According to an article published in the May 26, 2017 edition of the Insurance Journal, the Associated Press reported that a steam condensation tank exploded in a St. Louis box manufacturing plant.  The explosion reportedly occurred on April 3.  Upon concluding its investigation, the U.S. Chemical Safety and Hazard Board found that engineers at the Loy-Lange Box Company knew that the tank was in need of repairs as early as November of 2012.  However, the repairs were never made and the tank was never inspected by city officials.  As a result, it is clear that the system that was meant to keep pressurized tanks operating safely, failed.  Because of the tank failure, the box plant and another business, Faultless Healthcare Linen, were damaged.  More tragically and more importantly, four people were killed.  It should be noted that the city of St.

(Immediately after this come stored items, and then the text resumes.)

Issue #2167, opened 2020-06-12
Incorrect icon marker channels on iOS


rwrx:
I have tried to add an icon to a marker in Tangram Swift Sample project - https://github.com/tangrams/tangram-swift-sample. Running it on iPhone 8, I got this result:

![screenshot](https://user-images.githubusercontent.com/2378743/84544052-cda37880-acfc-11ea-9eba-47eed9f3a0af.jpg)

The icon seems to have channels changed. I have found out that it is due to this for loop: https://github.com/tangrams/tangram-es/blob/514e9528b5936658527f111fada3273abcea779e/platforms/ios/framework/src/TGMarker.mm#L188

When I commented out this for loop, the icon seems to have correct channels.

This is the icon:

![location_icon](https://user-images.githubusercontent.com/2378743/84544661-009a3c00-acfe-11ea-9811-e04af189dccb.png)

and the Swift code I have added into Tangram Swift Sample into `ViewController.swift` file:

Louis is actually exempt from Missouri law requiring regular inspections of pressurized vessels by state or insurance company inspectors.  Instead of having inspectors, the city requires that licensed engineers be posted in attendance of the pressurized tanks, in effect delegating its role to company personnel.  It is clear that the system failed because the company and the city of St. Louis did not communicate.  That is, the tank exploded because Loy-Lange failed make the necessary repairs before the tank became a time bomb.  The company failed to make the repairs because there was no government authority to enforce code requirements for inspection or shut the steam plant down.  The city did not do its job because Loy-Lange failed to report its inspections to the city and as a result, the city could not produce inspection reports when requested by the Board.  The engineers in attendance and, therefore the company, might or might not have been required to report to the city but, in any case, provided a way for Loy-Lange to escape scrutiny with disastrous consequences.

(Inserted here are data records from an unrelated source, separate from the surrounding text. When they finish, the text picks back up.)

Issue #2165, opened 2020-05-26
MapController.lngLatToScreenPosition returns point 0,0 for certain parameters


westnordost:
**REPRODUCTION:**

Here is an example state for which it is reproducible.

Call `MapController.lngLatToScreenPosition` for

- `latitude = 37.80455166666666`
- `longitude = -122.30210333333335`

whilst the camera is at

- `latitude = 37.8034503901695`
- `longitude = -122.30177937658814`
- `rotation = 3.4500046`
- `tilt = 0.62831855`
- `zoom = 19.624928`

It incorrectly returns a point with

- `x = 0`
- `y = 0`

The used smartphone is a Sony Xperia Z1 Compact, in case screen size and pixel density play a role in this. If you want to reproduce it with a different device and you can't with these values, try zooming in further or moving the camera.

**EXPECTED BEHAVIOR:**

Here is an example state where it works. **Note, ALL the parameters are exactly the same as above, except that the zoom is a little lower.** So, the two examples are each at the edge of "result is correct" and "result is wrong". Hope that helps. 

Call `MapController.lngLatToScreenPosition` for

- `latitude = 37.80455166666666`
- `longitude = -122.30210333333335`

whilst the camera is at

- `latitude = 37.8034503901695`
- `longitude = -122.30177937658814`
- `rotation = 3.4500046`
- `tilt = 0.62831855`
- **`zoom = 19.341661`** <- this changed

It returns a point with

- **`y = 16659.263671875`** <- correct resultnow
- **`x = -1016.594482421875`**

**ENVIRONMENT:**

- Android 5.1, Sony Xperia Z1 Compact, tangram-es 0.12.0

**FURTHER INFORMATION:**

- It is not (only) related to the zoom level. In fact, if changing the rotation, the tilt or position offset beyond a certain value, the calculated point becomes correct again.
- **I could only ever reproduce it if the tilt is not 0**

westnordost:
(I added two more perhaps helpful observations to the further information section. Also if you would like to have something visual, follow the linked bug)

westnordost:
If you would like an example app for which you could play around with tilt, zoom, rotation etc while `MapController.lngLatToScreenPosition` is constantly called on each map movement with a clear visual indication if a calculation was wrong, you can take the current master of StreetComplete and do the following:
1. (Use your debug build of tangram-es instead of the maven dependency.)
[...]

PR #2179, opened 2020-07-13
Enable clipping to viewport when converting coordinates to screen position

matteblair:
This addresses some uncommon situations where converting a geographic coordinate to a screen position does not have a meaningful result, as described in https://github.com/tangrams/tangram-es/issues/2165

This change adds a method to convert coordinates to screen positions "clipped" to the viewport, internally resolving the problematic edge cases.

### DIFF
--- a/core/include/tangram/map.h
+++ b/core/include/tangram/map.h
@@ -308,9 +308,7 @@ public:
     // Given longitude and latitude coordinates, set the output coordinates to the
     // corresponding point in screen space (x right, y down); returns false if the
     // point is not visible on the screen, otherwise returns true
-    bool lngLatToScreenPosition(double _lng, double _lat, double* _x, double* _y);
-
-    bool lngLatToScreenPositionClipped(double lng, double lat, float* x, float* y);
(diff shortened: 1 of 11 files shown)


matteblair:
To summarize what this looks like for SDK users:

On Android, MapController has a new method that converts a LngLat into a screen position as a PointF and can optionally clip the result to the viewport. The return value is true when the original point is in the current viewport.
```java
public boolean lngLatToScreenPosition(@NonNull final LngLat lngLat, @NonNull final PointF screenPositionOut, boolean clipToViewport)
```

On iOS, TGMapView has one changed method and one new method (because out-parameters translate to Swift very poorly). First, the signature for `viewPositionFromCoordinate` now takes a boolean option for clipping to the viewport.
```objective-c
- (CGPoint)viewPositionFromCoordinate:(CLLocationCoordinate2D)coordinate clipToViewport:(BOOL)clip;
```
There's a separate method to check if a coordinate is in the current viewport.
```objective-c
-(BOOL)viewportContainsCoordinate:(CLLocationCoordinate2D)coordinate;
```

Using Drones for Claims Investigations

 

The insurance claims industry has been publishing articles claiming to increase the use of drones for investigating property claims. Travelers Insurance Company was recently highlighted in an article in Insurance Journal magazine titled “Travelers’ Drone Program is Changing the Way its Claims Reps Do Business”, dated May 11, 2017.  In the article, Travelers is teaching claims adjusters to use drones to inspect property instead of physically going to the property and doing the inspection.  Where roofs are concerned, there is an obvious safety benefit.  However, the move is to eliminate sending an adjuster altogether thereby eliminating the expense of travel and on-site adjusting time not to mention is reduction in claim handling time.  What about auto claims and water damage claims and fire claims?  If a drone can be used to assess the damage without sending an adjuster to the scene, then the cost savings to the carrier will be very beneficial.  However, whatever cannot be seen by an adjuster now will not be seen by a drone either.  Hidden damage in roofs, vehicles or structures will present the same problem that it does today.  That is, what is not viewable and is not accounted for will have to examined and dealt with when the damage is discovered.  This further implies that roofers will be submitting estimates for additional work.  Similarly, auto mechanics and body shops will be submitting estimates for additional work when hidden damage is brought to light in their respective jobs.  Building contractors will be doing the same thing when they discover problems in structures that will have to be addressed before the building is ready to be reoccupied.  As tempting as drone technology is to insurance carriers; there are restrictions regarding flight over certain areas.  The FAA prohibits flight over certain populated areas and as a matter of safety, they are restricted within a certain distance from airports.  There are also concerns of privacy and whether or not a carrier might be spying on a customer.  Furthermore, can the photographic data be used to intentionally deny coverage to a customer as well as support a claim? Reports of carriers intentionally denying or shorting customers on their settlements is not unheard of and will continue.  Drone technology will facilitate this process.  After all is said and done, drone technology still has a ways to go before it is fully accepted as a common way of doing business.